Medical education in India: The shortage of teachers
Good teachers define a medical institution to a certain extent. Let alone quality, most of our medical colleges lack even the requisite number of faculty to conduct courses. In this article, Careers360 examines the ideal teacher student ratio, role of MCI to address the issue and ways to fill these vacancies.
India is staring at a deepening crisis in medical education. The country has over 450 medical colleges offering a variety of courses, but not enough teachers. As the number of medical colleges increased, so did the demand for teachers. However, demand always outstripped supply. “The number of government and private medical colleges have increased over the years and this has led to the increase in demand for teaching manpower, leading to shortage of teachers in the medical institutes,” explains Prof. Arun Kumar Dandapat, Dean and Principal of the MKCG Medical College & Hospital, Berhampur.
Dr. Prabhat Kumar Singh, Director AIIMS Patna, points out that the crisis is getting worse as the limited number of senior faculty venture out for better career prospects. “The crisis is that there is non-availability of teachers and lack of teachers’ development programmes. Senior faculty leaving AIIMS to join corporate hospitals is an important cause of concern and must be addressed at the earliest.”
How can this shortcoming be dealt with? As a first step, the Union Budget for 2017-18 sought to create 5000 postgraduate seats per year to ensure adequate availability of specialist doctors to strengthen secondary and tertiary levels of healthcare.
The Medical Council of India (MCI) mandates that medical colleges can admit 50/100/150 or maximum 250 students per year, depending on the sanctioned intake. Lack of enough faculty leads to skewed teacher-to-student ratio. “Although most of the government medical colleges try to maintain the 1:10 teacher student ratio as recommended by the MCI, however at UG level, it is difficult. This will only change with the increase in the number of PG seats as these PG students can become teachers in the same college and so there will be more teachers,” says Dr. Rani Kumar, former Dean of North Delhi Municipal Corporation Medical College.

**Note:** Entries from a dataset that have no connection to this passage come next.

PR #38, opened 2021-08-09
Serialization

samdealy:
### Motivation
For every host app session, the SDK makes a series of calls to the Fog View service to retrieve Random Number Generator (RNG) seeds and TxOuts for the user. The first request is always for just RNGs alone, and then subsequent requests use the retrieved RNGs to retrieve all of the user's TxOuts. 

This is a  time-consuming process, especially if the user has a lot of TxOuts, because we have to make this initial request each time, and then we have to wait for the Fog View server to find and return a lot of RNGs and TxOuts. 

### In this PR
To remove this initial "sole RNG" request and not have all of the user's TxOuts returned for every app session, this PR implements cacheing for the TxOut store. This class contains all of the user's RNG seeds, TxOuts, and other Fog View metadata, so we won't need to make this initial request and retrieve all the user's TxOuts.

Note that I had to make one change to how AttestViewClient works. Previously, that class stored the lastKnownEventId and lastBlockIndex as fields, and attached these values to each Fog view query. Now that we want to serialize SDK state, I moved these fields to the TxOutStore. Please double check that this can be done safely.

Also, in order to make TxOutStore serializable, I made ClientKexRNG serializable. This class implements native code and doesn't encapsulate any fields, so I opted to serialize it by using the native code to serialize and deserialize a ClientKexRNG from a StoredRng using protobuf serialization. A forthcoming PR in the fog repo will provide the source code for these changes to the native binary.

Asana [Ticket](https://app.asana.com/0/1200318482173758/1200616675344130/f) 

### Test

- Integration test in MobileCoinClientTest

### Future Work
* Migrate from Serializable to Parcelable interface (PR will be posted once this PR is merged).
* Fog PR that adds source code for native lib changes related to Java ClientKexRNG class.


android-sdk/src/main/java/com/mobilecoin/lib/TxOutStore.java
```diff
@@ -37,7 +37,7 @@
 import java.util.stream.Collectors;
 
 final class TxOutStore implements Serializable {
-    private static final String TAG = TxOutStore.class.getName();
+     static final String TAG = TxOutStore.class.getName();
```
voloshyn, line 40: * why was the visibility changed?
* lint: extra space before static

voloshyn (approved):
LGTM after the comments are fixed

android-sdk/src/main/java/com/mobilecoin/lib/TxOutStore.java
dolanbernard: The visibility change might be a question for Sam. I checked usages and it doesn't seem to be used outside of TxOutStore.java. So maybe he meant to change it back. Setting it as private again doesn't seem to break anything, so if the build passes I'll merge.

PR #44, opened 2021-09-15
Release 1.2.0-pre0

samdealy:
### In this PR
This is the PR for the 1.2.0-pre0 release. See the CHANGELOG.MD file for what's included in this release.


the-real-adammork:
I don't see a submodule change where do the binaries come from ?

samdealy:
> I don't see a submodule change where do the binaries come from ?

We don't use a submodule. Instead, we manually copy over the jnILibs and proto from the binaries / protos built from the mobilecoin repo.

voloshyn (approved):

In public-funded government medical colleges, the teacher- student ratio at postgraduate level is supposed to be 1:3 for Professor and 1:2 for Associate Professor if the Associate Professor is a unit head, in all clinical subjects.
What does the MCI do?
To address this faculty shortage, MCI permits non-medical teachers with MSc qualification to be appointed as a lecturer in the departments of Anatomy, Physiology, Biochemistry, Pharmacology and Microbiology. However, for promotion to higher teaching post, he/she must earn a PhD in the subject. “For some subjects like Biochemistry, Pharmacology, Microbiology we do not get enough people. Non-medical students can teach, although preference should be given to those from medical field because we teach them the applied aspect of the subject. For non-MBBS and PhDs to teach from medical point of view will take more effort, vision and knowledge,” says Dr. Kumar.
How to fill vacancies?
Teaching staff in medical colleges are recruited, based on the guidelines a prescribed by the state’s medical directorate. To deal with faculty shortage, vacant posts must be advertised frequently circulated, emphasized Neeresh Sharma, Deputy Director Administration of AIIMS Raipur. “The recruitment procedure differs from institute-to-institute. It is done either on regular or contractual basis. We follow the guidelines prescribed by AIIMS Delhi. We are at present conducting interviews and we expect to complete the procedure by June or July,” he said.
Dr. Ashok Sharma, Principal of Indira Gandhi Medical College, Shimla said that one way to fill up vacancies at higher levels in most of the medical colleges is through promotions. “In most government colleges promotions are not done in time because of the mismatch in guidelines set by the state government and the MCI. I feel universal guidelines must be set for promotions that will help in fast-forwarding the process,” he said. This will automatically lead to recruitment of faculty at entry levels.
Increasing the number of PG seats will certainly lead to more teachers, but a conducive teaching environment is needed to retain them. “Government must pump in money for good infrastructure of medical colleges, set-up advanced facilities for teaching and learning, provide vibrant working atmosphere and flexible working hours,” Dr. Sharma sums up.